PR #270, opened 2015-11-22
Update translations source files (*.ts)

rbazaud:
see PR #266

### DIFF
--- a/libfm-qt/translations/libfm-qt.ts
+++ b/libfm-qt/translations/libfm-qt.ts
@@ -811,12 +811,12 @@ Do you want to delete them instead?</source>
         <translation type="unfinished"></translation>
     </message>
     <message>
-        <location filename="../placesmodel.cpp" line="132"/>
+        <location filename="../placesmodel.cpp" line="143"/>
         <source>Bookmarks</source>
         <translation type="unfinished"></translation>
     </message>
     <message>
-        <location filename="../placesmodel.cpp" line="207"/>
+        <location filename="../placesmodel.cpp" line="222"/>
         <source>Trash</source>
         <translation type="unfinished"></translation>
     </message>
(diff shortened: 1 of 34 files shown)


jleclanche:
@rbazaud This is done once every release. Any reason why you want to do it now?

rbazaud:
Mmh, I didn't know that. I was working on French translation, but it appears many strings I've translated are in fact labeled as «vanished», which is why someone told me it would probably be best to «synchronize» it… Does it count as a valid or legitimate reason ?

pmattern:
There's a bunch of problems due to TS files being handled like they are right now.
Translations that have already been made may get lost or strings may get tagged `type="unfinished"` for apparently no reason, e. g. compare latest version of `pcmanfm-qt_de.ts` in lxde/pcmanfm-qt@8806913 with the one from lxde/pcmanfm-qt@d555e13 where everything had been complete.
The preview of UIs to get translated in QtLinguist sometimes stops working as QtLinguist cannot find the corresponding source files.
Also, diffing the untranslated template (?) TS files like `pcmanfm-qt.ts` with translated counterparts, which still makes sense at times besides tools like QtLinguist are normally used, is frequently pretty much impossible as the order of strings is different on a regular basis.

Of course there are very good reasons to wait for string freezes or releases to update the TS files and I for one don't know how to do better. But nevertheless the current proceeding represents a massive hindrance for people who want to contribute by translating right now (not talking about the lack of something like Pootle but about the problems stated above). And those people have time to do so right now. We cannot expect them to still have time once we're really ready to accept translations.
Also, when using VCS checkouts on production systems it's of course more convenient to have translations at hand.

On a side note people lots of PRs featuring updates of TS files have been accepted frequently already. Problem had been touched in lxde/lxqt#693, too.

PCMan:
Better to update these strings at once before release. But indeed, this create problems for the translators. Shouldn't we just use pootle or something else to manage the translations?

PCMan:
So, I'd say, let's don't touch the *.ts files right now. Let's update them all at once before the next release, which I believe is coming soon since several important bugs are fixed recently.

PR #272, opened 2015-11-26
Move libfm-qt to its own repository.

PCMan:
TODO: Use cmake imported target instead of pkgconfig for libfm-qt.


pmattern:
The new repo has its issue tracker enabled but on https://github.com/lxde/libfm-qt you state the one from PCMan-FM-Qt should be used.
Wouldn't it be good to have this consistent somehow?

Would it on the occasion of moving libfm-qt into a repo on its own eventually be possible to get rid of the GTK dependencies of PCManFM-Qt and libfm-qt?

luis-pereira:
@pmattern This is an WIP. https://github.com/lxde/libfm-qt is not yet ready to be used.
I'm working on it [here] (https://github.com/lxde/libfm-qt/pull/1). When done,  https://github.com/lxde/libfm-qt, will be added to the superproject and pcmamfm-qt updated accordingly.

PCMan:
@luis-pereira I handled the pcmanfm-qt part so it can compile with this new libfm-qt.
It's in "split" branch of pcmanfm-qt already.
To not waste your time, please base on that if possible. :)
Thank you for the help.

luis-pereira:
@PCMan Wasn't aware of it. But they are not overlapping.  I'm working on libfm-qt so that on pcmamfm-qt and lximage-qt we are able to simply right:
`find_package(fm-qt)`
and all needed stuff: dependencies, header, compile_flags, etc etc that are needed, just are added as _by magic_.

luis-pereira:
@PCMan Why do we `find_package(Qt5DBus)` [here](https://github.com/lxde/libfm-qt/blob/master/CMakeLists.txt#L23) and then we don't link to it ?

PCMan:
@luis-pereira That's a mistake. libfm-qt does not need dbus.

luis-pereira:
@PCMan Pls test with https://github.com/lxde/libfm-qt/pull/1.

PCMan:
@luis-pereira  Works like a charm! I'd say let's merge it.
Really appreciate your hard work on this complicated work.
However, there is only one mistake which was introduced by me.
It's pcmanfm-qt that requires xcb, not libfm-qt.
So it's better to move the xcb stuff from libfm-qt to pcmanfm-qt.
Would you please do it? And then let's merge your changes?
Cheers!

luis-pereira:
@PCMan It's done. Merging it

pmattern:
Now that the outsourcing of libfm-qt has taken place and everything seems to work smoothly I wonder whether it wouldn't make sense to revert to numeric tagging / a numeric release.

The text string that's set right now
```
$ git describe --always 
split-libfm-qt-4-g7cff9ef
```
is always considered as an older version than numeric values. So e. g. Arch Linux AUR package `pcmanfm-qt-git` which is - IMO rightly - still using a numeric release version is considered updatable all the time by AUR helpers like yaourt.

luis-pereira:
@pmattern I agree with you. To revert it, we only need to remove [this] (https://github.com/lxde/pcmanfm-qt/tree/split-libfm-qt) tag. @PCMan What's your opinion ?

pmattern:
Took the liberty to set another release / tag `0.10.1`.
Hope that's okay, but that textual `split-libfm-...` one was just too annoying...

PCMan:
Well, the reason I added that tag is just to mark the revision in which libfm-qt is removed.
If you have a better way to do the tagging, please go ahead. :-)

pmattern:
As said above I already too the liberty to set another tag `0.10.1` to get rid of those problems in AUR.
IMO there's no downside as tag `split-libfm-qt` still exists in the release history so everybody can see when the split took place at first glance.

PR #277, opened 2015-12-03
Fix referencing generated headers in translations

philippwiesemann:
The translation files referenced the header files generated for the *.ui files during build instead of directly referencing the *.ui files. This made translating with Linguist more difficult because no form previews were displayed. It was fixed by adapting the CMake file to update the translation files directly from *.ui files instead from generated files.

This maybe also fixes the problem with missing previews mentioned in #266 and #270.

Thanks!


palinek:
GTM

luis-pereira:
Thanks @philippwiesemann

Issue #273, opened 2015-11-28
inconsistencies in context menus


pmattern:
There are several inconsistencies / problems in the various context menus the solution of which would improve the UX.

If left pane is set to Directory Tree view context menus of directories comprise an item `Open with ...` that's missing in right pane.
Opening directories in a distinct application may be much less common than with files but use cases where it makes sense exist, see e. g. #238.
So directories' context menus in right pane should get complemented with the said item, too.

If `Open` gets clicked in a context menu of a directory in right pane all the content of the directory gets displayed in right pane. Plus, if left pane is set to Directory Tree view the corresponding subfolders get displayed there, too (tree view gets expanded automatically). Clicking `Open` in a directory's context menu in left pane in Directory Tree view doesn't seem to trigger any action, though.
So button `Open` in left pane in Directory Tree view should trigger the same actions as in right pane.

Files' context menus in right pane are comprising items `Create New {Folder,Blank File}` and `Paste` which cannot be applied to a file. In fact they get applied to the directory comprising the file which is non-intuitive and confusing. All these items are provided by the context menus of directories and blank space in right pane as well where they do make sense and work as expected.
So I suggest to remove `Create New` and `Paste` from files' context menus.

Directory context menus in left pane in Places view are comprising topics `Open in New {Tab,Window}` only.
I'm not sure about the motivation to do so, maybe it was done with intent. On the other hand other items in Places view are featuring additional topics, too, e. g. those summarized under "Devices" state actions `Unmount` and `Eject`.
So I wonder whether the it wouldn't improve the UX if the context menus of directories in left pane's Places view got complemented with additional actions like those discussed above.

hotvic:
> Clicking Open in a directory's context menu in left pane in Directory Tree view doesn't seem to trigger any action, though.

Works here, just like the right panel.

pmattern:
>> Clicking Open in a directory's context menu in left pane in Directory Tree view doesn't seem to trigger any action, though.

>Works here, just like the right panel.

Weird. Still seeing this here, latest VCS checkouts of all LXQt components on Arch Linux x86_64. Choosing `Open` from the context menu of a directory in Directory Tree view in left pane just doesn't seem to have any effect. Btw. double clicking the same directory behaves like `Open` in the context menus in right pane. The tree of subfolders get expanded which is what I'd consider expected behaviour.

hotvic:
[...]

PR #278, opened 2015-12-03
Fix some inconsistencies in Context Menus

hotvic:
These commits restore the 'Open With...' action for directories in right panel, and hides the 'Paste' action for files.

Both targeted in #273

### DIFF
--- a/pcmanfm/view.cpp
+++ b/pcmanfm/view.cpp
@@ -87,34 +87,42 @@ void View::prepareFileMenu(Fm::FileMenu* menu) {
 
   // add some more menu items for dirs
   bool all_native = true;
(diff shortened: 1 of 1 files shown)


luis-pereira:
GTM. Works as described.
Thanks @hotvic

pmattern:
Any particular reason why you preserved item "Create new" in files' context menu in right pane? As depicted in #273 it makes just as little sense as "Paste", IMO.

hotvic:
@pmattern no, I want to hide it too, but there's some mess in this part of code, I want to clean up and organize so remove/hide it too.

pmattern:
@hotvic 
Thanks for explaining.

PR #1307, opened 2021-02-13
Handle GVFS' Admin separately and appropriately

tsujan:
Since Admin is peculiar (e.g., its mount isn't visible and it asks for the password after being mounted), it's treated separately for preventing another Polkit prompt after the first one is cancelled.

The patch mostly consists of long comments because, although its code is very simple, the logic behind it is not.

I also found and worked around a bug in the GVFS admin backend, which could cause an infinite loop in the old code (without the current patch and in a very rare case). Unfortunately, our old code can still be vulnerable to upstream bugs but that's a separate topic.

Closes https://github.com/lxqt/pcmanfm-qt/issues/1306


tsujan:
@stefonarch 
The patch works fine here but would you please test too?

It should cover all cases, e.g., also when `admin:///` is *directly* entered into the path-bar or an Admin bookmark is opened after pcmanfm-qt's process is started: no double prompt will be shown if the first prompt is cancelled.

tsujan:
Any objection to merging this?

PR #1326, opened 2021-03-02
Made max thumbnail size spinbox in MiB

tsujan:
And set its max to 2048 MiB, with a precision of 0.1 MiB.

Closes https://github.com/lxqt/pcmanfm-qt/issues/1316


tsujan:
I close this to make another PR for having separate options for built-in and external thumbnailers.

PR #1328, opened 2021-03-03
Added an option for max. file size with external thumbnailers

tsujan:
Follows and depends on https://github.com/lxqt/libfm-qt/pull/644

The external thumbnailers shouldn't follow the size limit of our built-in image thumbnailer. We allocate an amount of memeory equal to the file size when making internal thumbnails of images but an external thumbnailer can easily create the thumbnail of a 1-GiB video. In other words, images and videos shouldn't have the same size limit.

Moreover, this patch is backward-compatible: users won't see a difference with external thumbnails (of videos, PDF,…) and the behavior of internal thumbnails will be mostly unchanged.

Closes https://github.com/lxqt/pcmanfm-qt/issues/1316

### DIFF
--- a/pcmanfm/preferences.ui
+++ b/pcmanfm/preferences.ui
@@ -122,14 +122,14 @@
               <property name="enabled">
                <bool>false</bool>
               </property>
+              <property name="toolTip">
+               <string>Set to zero to disable auto-selection.</string>
+              </property>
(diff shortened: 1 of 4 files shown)


tsujan:
GitHub's check will fail at first, because of a dependency on a libfm-qt PR.

PR #1333, opened 2021-03-13
updated *.ts files

stefonarch:


tsujan (approved):
GTM.

Merge it whenever you see fit -- I didn't only because I didn't know what would happen in Weblate.

stefonarch:
Before running lxqt-transupdatein weblate pending commits are pushed, merged and then I lock the component.

PR #1337, opened 2021-03-25
Port to Qt 5.15 and slow down compiler warnings

adjamhub:
This should be last patch in the "port to Qt 5.15" and "move to Qt5 signal/slot syntax" series :)

### DIFF
--- a/pcmanfm/settings.cpp
+++ b/pcmanfm/settings.cpp
@@ -448,8 +448,12 @@ bool Settings::saveFile(QString filePath) {
     settings.endGroup();
 
     settings.beginGroup(QStringLiteral("Places"));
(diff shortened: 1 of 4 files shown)


pcmanfm/settings.cpp
```diff
@@ -443,7 +448,7 @@ bool Settings::saveFile(QString filePath) {
     settings.endGroup();
 
     settings.beginGroup(QStringLiteral("Places"));
-    QStringList hiddenPlaces = hiddenPlaces_.toList();
+    QStringList hiddenPlaces = hiddenPlaces_.values();
```
tsujan, line 451: Please do here what you did at https://github.com/lxqt/libfm-qt/pull/659

tsujan (approved):
Thanks!

PR #1343, opened 2021-04-05
Pre-release changes

tsujan:


tsujan:
CI failed where it shouldn't. It can't see libfm-qt 0.17.0, which was updated minutes ago.

PR #1344, opened 2021-04-06
updated *.ts files

stefonarch:


stefonarch:
Should be ok but better double check.

tsujan (approved):
It's perfect.

PR #1356, opened 2021-04-22
Character removal in translation

bugcrazy:
Character entered incorrectly in translation.


stefonarch:
All translations should be done[ using  weblate](https://github.com/lxqt/lxqt/wiki/Translation):
https://translate.lxqt-project.org/translate/lxqt-desktop/pcmanfm-qt/pt_BR/?checksum=69b928c62a27eb11&q=%25Ferramentas&sort_by=-priority%2Cposition

And it's not to remove, it's a tipo, should be `&Ferramentas`

Thanks for reporting!

PR #1361, opened 2021-04-26
Better text colors in inactive frame of split view

tsujan:
In rare cases, the colors of view text and window text may be very different from each other (see https://github.com/lxqt/lxqt-qtplugin/issues/69). So, they're distinguished from each other in the inactive frame of the split view. In most cases, there will be no difference.


tsujan:
I'm merging this; it'll be needed by users who set strange palettes after https://github.com/lxqt/lxqt-qtplugin/commit/0ae303ae2a32d308d84f303978b5b4cfd0dd7dcd

PR #1365, opened 2021-04-28
Move to Qt5.15 as Q_MINIMUM_VERSION

adjamhub:
also, 2 small C++ fixes: one missing ovverride clause and one reference
used to not copy objects


tsujan (approved):
GTM (will read it again later).

PR #1373, opened 2021-05-10
Fixed inconsistent item selection with transient filter-bar

tsujan:
Since the transient filter-bar replaces Qt's auto-selection when some text is typed inside the view, the patch ensures that the first item is always selected after a filtering of this kind.

Closes https://github.com/lxqt/pcmanfm-qt/issues/1372


retrotails:
I think one negative change this brought is selecting items based on the first letters. for example I have folders "ab" and "bb", if I type "b" I expect "bb" to be selected because it begins with what I'm typing, which was the old behavior. but now it will select "ab" first because it contains the letter "b".

PR #1381, opened 2021-05-23
Allow recursive customization of folders

tsujan:
Closes https://github.com/lxqt/pcmanfm-qt/issues/1056

### DIFF
--- a/pcmanfm/main-win.ui
+++ b/pcmanfm/main-win.ui
@@ -149,6 +149,14 @@
      <addaction name="actionShowFilter"/>
      <addaction name="actionUnfilter"/>
     </widget>
+    <widget class="QMenu" name="menuView_Settings">
+     <property name="title">
+      <string>Customized View Settings</string>
+     </property>
+     <addaction name="actionPreserveView"/>
+     <addaction name="actionPreserveViewRecursive"/>
+     <addaction name="actionGoToCustomizedViewSource"/>
+    </widget>
     <addaction name="actionReload"/>
     <addaction name="separator"/>
     <addaction name="actionShowHidden"/>
@@ -156,7 +164,7 @@
     <addaction name="actionSplitView"/>
     <addaction name="menuSorting"/>
     <addaction name="menu_View_2"/>
-    <addaction name="actionPreserveView"/>
+    <addaction name="menuView_Settings"/>
     <addaction name="separator"/>
     <addaction name="actionSidePane"/>
     <addaction name="menuToolbars"/>
@@ -573,14 +581,6 @@
     <string>&amp;Hidden Last</string>
    </property>
   </action>
-  <action name="actionPreserveSorting">
-   <property name="checkable">
-    <bool>true</bool>
-   </property>
-   <property name="text">
-    <string>&amp;Preserve sorting for this folder</string>
-   </property>
-  </action>
   <action name="actionNewTab">
    <property name="icon">
     <iconset theme="window-new">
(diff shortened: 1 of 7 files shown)


tsujan:
@stefonarch
I made the PR as a draft for you and I to test it and find its probable problems. There's absolutely no rush.

Please also check if there's a tangible difference in CPU usage when you change deep directories quickly. I saw none with my usual directories.

stefonarch:
Thanks, I'm testing it on both machines.
* Couldn't find delays or exceptional CPU usage also on the old laptop is (which I consider on the limit uf usability nowadays). Made a hierarchy of >190 folders with 5 files each, clicking trough it is smooth and CPU goes up max to 10% on the old machine.
* A folder which already has set some customized view will not follow the recursive setting
* Maybe the existing text should be changed from ` Preserve sorting for this folder` to `Preserve settings for this folder`, downside: will break existing translations which could be correct. Also texts should be similar , not sure about "recursively" which can be hard to translate. "Preserve setting for this folder and subfolders"?
* not really related but looking at `~/.config/pcmanfm-qt/lxqt/dir-settings.conf` I noticed may "dead" entries, the file has ~500 lines and is 8k. Could it be too cluttered over time and slow down checks? Some cleaning option is maybe needed: checking for non-existing folders (except /media and /var/run/media)?
* My initial idea to have all thumbnail view down in ~/foto wasn't quite sharp... 
I'd need "list view" for folders with only subfolders and "thumbnail view" for the folders containing mostly or only pictures, but that's asking for the moon I guess ;)

Atm that's all, I'll edit when I find something else.

tsujan:
> Couldn't find delays or exceptional CPU usage also on the old laptop

That's very good news :)

> A folder which already has set some customized view will not follow the recursive setting

Correct, because the recursive setting is "false" by default. If you want it, you should toggle it by checking "Preserve Settings Recursively from Here".

> not really related but looking at ~/.config/pcmanfm-qt/lxqt/dir-settings.conf I noticed may "dead" entries,

Correct, because pcmanfm-qt doesn't clean it up on exiting. According to PCMan, it wasn't a problem (I remember he mentioned that MS Windows also had such files) but, since I didn't like it at all, I made a simple patch years ago (which I use without problem). For some reason, that I don''t remember, my patch was forgotten. I'll make a PR for it later.

> I'd need "list view" for folders with only subfolders and "thumbnail view" for the folders containing mostly or only pictures

That's impossible in the way folder settings are handled by libfm-qt. It would need a totally different approach, which is beyond this PR.

tsujan:
I opened https://github.com/lxqt/pcmanfm-qt/issues/1382 for dead entries.

tsujan:
I missed this in my previous comment:

> not sure about "recursively" which can be hard to translate

Translators will find a way in their native languages. A translation doesn't need to be made word by word; it should only convey the meaning.

>  "Preserve setting for this folder and subfolders"?

Too long for a menu-item, IMHO.

tsujan:
I also fixed an old problem (the view mode was never restored on removing customization) and removed the "draft" tag. Let's use it for a while...

tsujan:
@stefonarch, is the following idea acceptable to you?

Currently, the user has only one way to know if a folder is customized or not: he should take a look at "Customized View Settings".

So, I thought about adding tab icons. When a folder is customized — whether directly or by inheriting the customization from a parent folder — its tab can have the icon of its view mode, and If there's no customization, there will be no tab icon, like this screenshot (taken with Fusion):

tab_icons

stefonarch:
To me it looks like a nice feature!

tsujan:
Added a commit for it to this PR.

https://github.com/lxqt/pcmanfm-qt/issues/1382 will need a separate PR, after the current PR is thoroughly tested and merged. So, I think this PR won't change anymore (unless for fixing probable issues).

tsujan:
Tested enough. Merging for git users.

PR #678, opened 2017-03-29
Fix Dutch 'underscore' translation

jeroennoten:
In Dutch, 'liggend streepje' is a dash, see https://nl.wikipedia.org/wiki/Liggend_streepje_(leesteken).
I think it is common to just use 'underscore' in Dutch (https://nl.wikipedia.org/wiki/Underscore).


caouecs:
thank you

PR #685, opened 2017-05-10
Fix Korean translation

flrnrud7:
- Translate untranslated items
- Fix incorrect translation and grammar
- Remove unnecessary words


caouecs:
Thank you

PR #687, opened 2017-05-12
Added IPv4 and IPv6 validation messages for all languages

billmn:


dersvenhesse:
Wouldn't it be feasible to use the already translated strings for `ip` in every case and just replace `IP` with `IPv4` and `IPv6`?

billmn:
@dersvenhesse Not in every case, for example take a look here: https://github.com/caouecs/Laravel-lang/blob/master/src/be/validation.php#L50

dersvenhesse:
I assume `IPv6-адрасам` would work since it translates to `IPv6-address`. But I get your point, it might not be the most suitable way in all cases.

caouecs:
Thank you

PR #690, opened 2017-05-15
Translated IPv4/6 messages to German

dersvenhesse:
Translated the new messages for IPv4/6 validation to German.


caouecs:
Danke

PR #717, opened 2017-06-07
Change :attribute to start with uppercase letter

peterangelov:
Applies if :attribute is at the beginning of a sentence.
+ added translations for IPv4 and IPv6


caouecs:
Thank you

Issue #700, opened 2017-05-25
Letters capitalized


caouecs:
Since Laravel 5.2, we can define letters capitalized. A new branch has been created to add this feature : `capital_letters`.

* [x] ar
* [x] be
* [x] bg
* [ ] bn
* [x] bs
* [ ] ca
* [ ] cs
* [x] cy
* [ ] da
* [ ] de
* [x] el
* [ ] es
* [ ] et
* [ ] fa
* [x] fi
* [x] fr
* [ ] gl
* [x] he
* [ ] hi
* [x] hr
* [x] hu
* [x] id
* [x] is
* [ ] it
* [ ] ja
* [ ] ka
* [ ] kk
* [ ] km
* [ ] ko
* [x] lt
* [x] me
* [x] mk
* [x] mn
* [ ] ms
* [ ] nb
* [ ] ne
* [x] nl : #699 
* [ ] nn
* [ ] pl
* [x] pt
* [x] pt-BR
* [x] ro
* [x] ru
* [ ] sc
* [ ] sk
* [ ] sl
* [ ] sq
* [x] sr
* [ ] sv
* [x] sw
* [ ] tg
* [x] th
* [ ] tk
* [x] tl
* [ ] tr
* [x] uk
* [ ] ur
* [x] vi
* [x] zh-CN
* [x] zh-HK
* [x] zh-TW

overtrue:
zh-* not needed

ctf0:
[ar] is done

caouecs:
Hello all, 
I think it's time to merge this feature in master, for a new version ( 4.x.x )

PR #725, opened 2017-06-21
[NL] Start sentences with capital letters

standaniels:
When starting a sentence with the attribute name, `:attribute` is replaced by `:Attribute` so it starts with a capital letter.


caouecs:
Thank you, but #700

PR #731, opened 2017-07-20
Update validation.php

eXistenZNL:
##What

Fixed a typo (actual a language rule error) in the Dutch translations.

## Why

Because it's against the Dutch language rules to have spaces in compound words. The rules are explained at http://www.spatiegebruik.nl/regels.html :)


caouecs:
Danke

eXistenZNL:
:+1:

PR #733, opened 2017-07-25
Update validation.php

decadence:
Deleted wrong `-` and make link dynamic to latest docs version.
[Wikipedia](https://ru.wikipedia.org/wiki/%D0%9F%D0%BE_%D1%83%D0%BC%D0%BE%D0%BB%D1%87%D0%B0%D0%BD%D0%B8%D1%8E)


caouecs:
Thank you

PR #746, opened 2017-08-27
[de] Additional attributes

kitbs:
Added attribute translations for German based on those appearing in the French file.


caouecs:
Danke

PR #760, opened 2017-10-11
[PT-BR] Update validation.php with text attribute

gabriel-caruso:
Very common word used in forms, for example, `textareas`


caouecs:
Obrigado

PR #764, opened 2017-10-18
Added & updated some translations

alesvaupotic:
Initial translation for some attributes, changed others. Due to complexity of the Slovenian language, we should probably go thru all of these and make some adjustments with real-world examples. I am setting up a new project right now and will work on forms in about 14 days.


caouecs:
Thank you

alesvaupotic:
You're welcome!

PR #766, opened 2017-10-18
Translated two elements to Bulgarian

martinyakimov25:
Translated 'in_array' and 'required_unless' to Bulgarian


caouecs:
Thank you

PR #769, opened 2017-10-30
Update Norwegian validation translation

torkiljohnsen:
* Added a few strings that were not translated.
* Fixed må/skal (must/shall) to be consistent, so we use "må" now everywhere, instead of a mix of the two.


caouecs:
Takk

caouecs:
Takk

PR #775, opened 2017-11-04
Fixed german translation

TheNuclearCat:
The german translation was not really clearifiying, that the combination was not found.
With the current translation it looks like the data is not existing in the database.


TheNuclearCat:
btw. why does style ci failing? I have changed only a couple of words...

caouecs:
Danke

PR #780, opened 2017-11-20
modified description

Mombuyish:
see `Illuminate\Validation\Concerns\ValidatesAttributes.php`

I found some description does not correct.

\pL matches any kind of letter from any language
\pM matches a character intended to be combined with another character (e.g. accents, umlauts, enclosing boxes, etc.)
\pN matches any kind of numeric character in any script
_- matches a single character in the list _- (case sensitive)

``` PHP
    public function validateAlpha($attribute, $value)
    {
        //including Han.
        return is_string($value) && preg_match('/^[\pL\pM]+$/u', $value);
    }

    public function validateAlphaDash($attribute, $value)
    {
        if (! is_string($value) && ! is_numeric($value)) {
            return false;
        }
        //including Han, underline and dashes.
        return preg_match('/^[\pL\pM\pN_-]+$/u', $value) > 0;
    }

    public function validateAlphaNum($attribute, $value)
    {
        if (! is_string($value) && ! is_numeric($value)) {
            return false;
        }
        //including Han.
        return preg_match('/^[\pL\pM\pN]+$/u', $value) > 0;
    }
```
The description does not includes chinese describe and  translate dashes are not correctly.


caouecs:
@Mombuyish thank you for your work

@overtrue What's your opinion ?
____
Which lines in the records above include the word "underscore"? Copy them out.

§ **REPLY TO THE EXERCISE**:
Fix Dutch 'underscore' translation
I think it is common to just use 'underscore' in Dutch (https://nl.wikipedia.org/wiki/Underscore).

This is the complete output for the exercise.